PR #3770, opened 2024-03-13
Proof-of-concept for automatic key prefixing

killergerbah:
As per the suggestion from @sazzad16 in this discussion: https://github.com/redis/jedis/discussions/3765, I have created a POC that implements automatic key prefixing in the hopes of discussing possible changes that would allow applications to do this.

This POC demonstrates that key-prefixing becomes possible when 
- `UnifiedJedis` can be supplied with a custom `CommandObjects`. Some of the constructors that allow this would need to be made `public`.
- Further changes would be necessary for `CommandObjects` to not call the overridden `commandArguments` before the child class constructor finishes, which would allow the prefix to become an instance field.


sazzad16:
@killergerbah Thank you for your POC.

- This PR considers only cluster mode. Some idea showing non-cluster mode would also be helpful.
- It introduces a new client class `JedisClusterWithPrefixedKeys` which, IMO, should not be the way to go. One approach could be using config/parameter.
- Manipulating `CommandArguments` and `CommandObjects` is an interesting and good idea and can be investigated further.

killergerbah:
@sazzad16 Thanks for taking a look.

I have extended the POC to demonstrate an approach that would work for all subclasses of `UnifiedJedis`. I believe using this approach the only changes required would be to expose constructors that allow customization of `CommandObjects`. The sample `*WithPrefixedKeys` classes demonstrate that this is possible.

src/main/java/redis/clients/jedis/CommandObjects.java
```diff
@@ -63,22 +63,16 @@ protected CommandArguments commandArguments(ProtocolCommand command) {
     return new CommandArguments(command);
   }
 
-  private final CommandObject<String> PING_COMMAND_OBJECT = new CommandObject<>(commandArguments(PING), BuilderFactory.STRING);
-
   public final CommandObject<String> ping() {
-    return PING_COMMAND_OBJECT;
+    return new CommandObject<>(commandArguments(PING), BuilderFactory.STRING);
```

AIM OF THE TASK: Say every entry again, exactly as it reads.

SOLUTION:
PR #3770, opened 2024-03-13
Proof-of-concept for automatic key prefixing

killergerbah:
As per the suggestion from @sazzad16 in this discussion: https://github.com/redis/jedis/discussions/3765, I have created a POC that implements automatic key prefixing in the hopes of discussing possible changes that would allow applications to do this.

This POC demonstrates that key-prefixing becomes possible when 
- `UnifiedJedis` can be supplied with a custom `CommandObjects`. Some of the constructors that allow this would need to be made `public`.
- Further changes would be necessary for `CommandObjects` to not call the overridden `commandArguments` before the child class constructor finishes, which would allow the prefix to become an instance field.


sazzad16:
@killergerbah Thank you for your POC.

- This PR considers only cluster mode. Some idea showing non-cluster mode would also be helpful.
- It introduces a new client class `JedisClusterWithPrefixedKeys` which, IMO, should not be the way to go. One approach could be using config/parameter.
- Manipulating `CommandArguments` and `CommandObjects` is an interesting and good idea and can be investigated further.

killergerbah:
@sazzad16 Thanks for taking a look.

I have extended the POC to demonstrate an approach that would work for all subclasses of `UnifiedJedis`. I believe using this approach the only changes required would be to expose constructors that allow customization of `CommandObjects`. The sample `*WithPrefixedKeys` classes demonstrate that this is possible.

src/main/java/redis/clients/jedis/CommandObjects.java
```diff
@@ -63,22 +63,16 @@ protected CommandArguments commandArguments(ProtocolCommand command) {
     return new CommandArguments(command);
   }
 
-  private final CommandObject<String> PING_COMMAND_OBJECT = new CommandObject<>(commandArguments(PING), BuilderFactory.STRING);
-
   public final CommandObject<String> ping() {
-    return PING_COMMAND_OBJECT;
+    return new CommandObject<>(commandArguments(PING), BuilderFactory.STRING);
```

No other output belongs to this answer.